▶ **Your instructions**
Produce the listing below again, exactly as shown.

▶ **Task material**
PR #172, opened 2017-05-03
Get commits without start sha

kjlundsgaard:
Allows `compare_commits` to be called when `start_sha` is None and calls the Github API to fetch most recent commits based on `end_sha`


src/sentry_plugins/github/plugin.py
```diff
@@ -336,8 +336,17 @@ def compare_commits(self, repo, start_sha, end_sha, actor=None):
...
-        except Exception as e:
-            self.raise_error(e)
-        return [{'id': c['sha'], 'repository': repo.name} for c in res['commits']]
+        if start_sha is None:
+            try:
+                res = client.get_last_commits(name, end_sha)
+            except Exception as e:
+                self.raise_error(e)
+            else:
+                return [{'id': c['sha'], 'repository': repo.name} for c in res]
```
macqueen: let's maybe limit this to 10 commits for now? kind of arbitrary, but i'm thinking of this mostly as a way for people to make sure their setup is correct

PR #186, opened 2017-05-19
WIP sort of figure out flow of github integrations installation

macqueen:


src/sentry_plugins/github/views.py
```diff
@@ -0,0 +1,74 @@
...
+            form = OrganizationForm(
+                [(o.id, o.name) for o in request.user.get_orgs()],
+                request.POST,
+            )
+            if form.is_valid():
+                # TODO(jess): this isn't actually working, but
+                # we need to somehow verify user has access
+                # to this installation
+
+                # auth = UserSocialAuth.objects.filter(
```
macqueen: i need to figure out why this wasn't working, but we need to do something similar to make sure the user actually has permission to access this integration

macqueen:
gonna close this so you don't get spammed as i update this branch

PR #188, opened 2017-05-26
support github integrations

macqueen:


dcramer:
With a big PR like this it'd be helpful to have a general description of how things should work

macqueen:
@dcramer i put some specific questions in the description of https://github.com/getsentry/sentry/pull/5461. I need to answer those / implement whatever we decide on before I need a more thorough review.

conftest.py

▶ **Reply to the exercise**
PR #172, opened 2017-05-03
Get commits without start sha

kjlundsgaard:
Allows `compare_commits` to be called when `start_sha` is None and calls the Github API to fetch most recent commits based on `end_sha`


src/sentry_plugins/github/plugin.py
```diff
@@ -336,8 +336,17 @@ def compare_commits(self, repo, start_sha, end_sha, actor=None):
...
-        except Exception as e:
-            self.raise_error(e)
-        return [{'id': c['sha'], 'repository': repo.name} for c in res['commits']]
+        if start_sha is None:
+            try:
+                res = client.get_last_commits(name, end_sha)
+            except Exception as e:
+                self.raise_error(e)
+            else:
+                return [{'id': c['sha'], 'repository': repo.name} for c in res]
```
macqueen: let's maybe limit this to 10 commits for now? kind of arbitrary, but i'm thinking of this mostly as a way for people to make sure their setup is correct

PR #186, opened 2017-05-19
WIP sort of figure out flow of github integrations installation

macqueen:


src/sentry_plugins/github/views.py
```diff
@@ -0,0 +1,74 @@
...
+            form = OrganizationForm(
+                [(o.id, o.name) for o in request.user.get_orgs()],
+                request.POST,
+            )
+            if form.is_valid():
+                # TODO(jess): this isn't actually working, but
+                # we need to somehow verify user has access
+                # to this installation
+
+                # auth = UserSocialAuth.objects.filter(
```
macqueen: i need to figure out why this wasn't working, but we need to do something similar to make sure the user actually has permission to access this integration

macqueen:
gonna close this so you don't get spammed as i update this branch

PR #188, opened 2017-05-26
support github integrations

macqueen:


dcramer:
With a big PR like this it'd be helpful to have a general description of how things should work

macqueen:
@dcramer i put some specific questions in the description of https://github.com/getsentry/sentry/pull/5461. I need to answer those / implement whatever we decide on before I need a more thorough review.

conftest.py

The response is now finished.